Review identifies real threats, in real time

The defence strategic review gives the clearest description yet of the perilous strategic circumstances in which we are living. It is not based on distant future scenarios but on the reality of the threats from authoritarian and revisionist regimes.

Beijing’s objective is to be so militarily and technologically powerful that no other nation has the confidence to challenge its behaviour. Moscow’s invasion of Ukraine, meanwhile, has shown what happens when countries allow their military capabilities to lag and thereby lose the power to deter aggression.

That is the urgent context in which this document was commissioned and written. This is not a moment in which our military planners and politicians have the luxury of time to stay ahead of the next generation of threats. We are already facing them.

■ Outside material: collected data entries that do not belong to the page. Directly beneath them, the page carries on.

Issue #5012, opened 2026-06-10
Form Designer: Canvas size and zoom control improvements


AshleighMab:
**Description**
The Form Designer canvas and zoom controls in Configuration Studio have several related usability issues that make it difficult to work effectively on form layouts. These are grouped here as they all relate to the same toolbar and canvas area.

**5a - Canvas defaults to 1920px instead of filling available space**
When a user opens a form in the Form Designer, the canvas is rendered at a fixed 1920px width. This does not account for the space actually available between the Builder Components panel on the left and the Properties panel on the right. The canvas should instead fill the available viewport width dynamically using dvw/dvh units, so it correctly fits the working area regardless of screen resolution or panel widths.

**5b - Default zoom is "Auto" and components are too small to work with**
The canvas defaults to "Auto" zoom mode, which at a 1920px canvas produces a zoom level of approximately 47% on typical screens. At this scale, form components are too small to interact with meaningfully. The default zoom should be set to 80% so that the canvas is immediately usable when a form is opened.

**5c - Zoom increments in 1% steps - should use predefined levels**
The + and - zoom buttons currently increment and decrement zoom by 1% per click. This makes it impractical to navigate between useful zoom levels. The zoom control should instead step through a predefined set of meaningful levels, for example: 25%, 50%, 75%, 80%, 100%, 125%, 150%, 200%.

**5d - Zoom percentage between + and - buttons should be manually editable**
The zoom percentage indicator displayed between the + and - buttons is currently read-only. It should be replaced with an editable input field so users can type a specific zoom value directly, without having to click through incremental steps.

**5e - In Auto mode, + and - buttons are disabled and should exit Auto mode**
When the zoom mode is set to "Auto", the + and - zoom buttons are non-interactive (read-only). Instead of being disabled, clicking either button while in Auto mode should automatically switch the zoom mode to Manual and apply the next stepped zoom level up or down from the current auto-computed value. This gives users a smooth path from auto zoom to manual control without having to explicitly change the mode selector first.

**5f - Resolution dropdown "Default" option should be renamed to "Canvas"**
The first option in the resolution/breakpoint dropdown is currently labelled "Default". This label is ambiguous — it does not convey what the option actually does. It should be renamed to "Canvas" to clearly indicate that selecting it uses the full available canvas width, as opposed to a specific device breakpoint.

**5g - Add 1920x1080 as a preset option in the resolution dropdown**
[...]

PR #5317, opened 2026-08-20
Implement auto width feature for canvas and sidebar actions

micanipho:
Fix: SidebarContainer now measures the pane between the sidebars with a ResizeObserver and lays the canvas out at availableWidth / zoom, so after CSS zoom is
  applied it renders exactly pane-width. Zooming out widens the layout (components re-wrap) while each component keeps the scale the user picked. A new autoWidth
  flag drives the mode; picking any device preset turns it off and pins the width.

  Also in here:
  - Auto zoom is disabled in Canvas mode — it exists to fit a fixed-width canvas, and reacting to a width derived from the zoom would feed back on itself.
  - Default zoom 80% → 75%; zoom levels regularised to 25% steps.
  - localStorage keys bumped to :v2 — otherwise a zoom persisted by the old version (including odd auto-zoom values like 47%) would override the new default. This
    resets saved width/zoom for existing users.
  - Fixes: clearing the zoom input jumped the canvas to 10% (parser returned 0 instead of NaN); the dropdown showed "Canvas" for any device preset whose width
    happened to match the screen; clampZoom was duplicated in two files and didn't handle non-finite input.

## Summary by CodeRabbit

* **New Features**
  * Added responsive canvas sizing that adapts to the available workspace.
  * Added automatic and fixed-width options, including percentage-based widths up to 100%.
  * Canvas width and zoom preferences are preserved between sessions.

* **Improvements**
  * Disabled auto-zoom and manual zoom controls while automatic sizing is active.
  * Updated zoom presets, including a 75% default and expanded range.
  * Improved zoom validation, pinch-zoom behavior, and content expansion.

* **Bug Fixes**
  * Prevented horizontal overflow when the canvas fits the workspace.
  * Restored the previous zoom value after clearing the zoom field.

Related to: #5012


czwe-01 (changes requested):
Screenshot 2026-08-28 at 08 38 05

@micanipho  please address the following issues:
1. Canvas mode must resolve to a real device for styling

The "Canvas" preset is a sizing mode, not a device. Styling only supports desktop / mobile / tablet, so while Canvas is active the canvas must still resolve to one of those three and apply that device's styles.

On initialization, don't leave the device unresolved or defaulted just because the width preset is Canvas. Initialize it from the last configured screen so the form opens with the styles that were last in effect.
While in Canvas mode, derive the device from the measured pane width, and keep it updated as the pane resizes.

2. Content after a 100vh component escapes the canvas instead of scrolling

Repro is in the screenshot: Container1 is set to height: 100vh and fits the canvas exactly, which is correct. But everything after it — Gender, Dropdown2, Entity Picker1, Date field1 — renders below the canvas boundary, outside the visible canvas area, rather than being reachable by scrolling.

Hence the wholesale re-examination of what we want our military to do. The ambition set is a high one: to protect our way of life and make sure we are able to make sovereign decisions, rather than have ‘our fate determined by others’.

Putting Australia on the best footing means reshaping the ADF away from being structured to do a bit of everything, and instead focusing it on the main game—deterrence.

Beijing is carrying out the largest military buildup since World War II—without transparency or any kind of diplomatic assurances. It has supercharged its technological capabilities through intellectual property theft and huge investment in military-relevant research and development.

The ADF therefore needs to help deter Beijing from aggression by persuading it that the costs incurred would be too high.

The review sets out some crucial goals. We need to become more self-reliant so that we are able to make a greater contribution to regional stability, particularly by investing in advanced technologies. At the same time, we need to build stronger partnerships with countries that share our vision for an open and sovereign region that is strategically balanced, not dominated by a single power.

Self-reliance and partnerships may at first seem contradictory but they are two sides of the same coin. More self-reliance—in the sense that Prime Minister Anthony Albanese and Deputy Prime Minister Richard Marles used the phrase when they announced the review—does not mean self-sufficiency. It doesn’t mean going it alone.

It means making ourselves stronger, more capable and better able to defend Australia and contribute to regional stability. Continuing to strengthen our most trusted partnerships helps us increase our own security and sovereignty, rather than undermining our independence. AUKUS, for example, is a partnership that will enable Australia to acquire better submarines to defend ourselves and the region. Without AUKUS, we would still acquire (conventional) submarines but we would actually be more reliant on the US to protect us from an adversary with a capability superior to ours.

We need to become more self-reliant not because the US is a fading power, as some commentators claim (or in many cases, hope). Indeed, the review stresses that the US alliance is becoming even more important to Australia.

But for the first time since the Soviet Union collapsed, the US is being challenged, which is why Australia must become a more active contributor to the stability we seek. The US will remain the indispensable Indo-Pacific power among countries that want to see an open and stable region not dominated by Beijing, but it can’t provide a strategic balance by itself. A stable balance of power will take an effort by all—as Foreign Minister Penny Wong said last week at the National Press Club.

Monday’s review sets a pathway to reshape the ADF to contribute to that balance.

The review’s success will hinge on implementation, which has been a failing for previous strategies, including the widely applauded 2009 white paper. Helpfully, the review sets out a new discipline known as ‘net assessment’, which will analyse key trends, risks, opportunities and competitors.

The review did not try to answer every question at once. It has clearly identified priorities for immediate action, and the many areas where further work is needed. Through a new biennial process, the DSR establishes a cadence in Australian national defence strategy that enables both evolution and revolution, depending on the assessment of the need. This reflects a requirement for governments and Defence to do two things at once—long term strategy focused on future sovereignty with the agility to adapt as the facts change.

Some might say the decision to keep the current defence spending trajectory over the four-year forward estimates period fails to reflect the necessary urgency. It is welcome that the review emphasises that spending will need to rise over the decade. However, resourcing will need to be watched carefully over the shorter time frame as global events play out.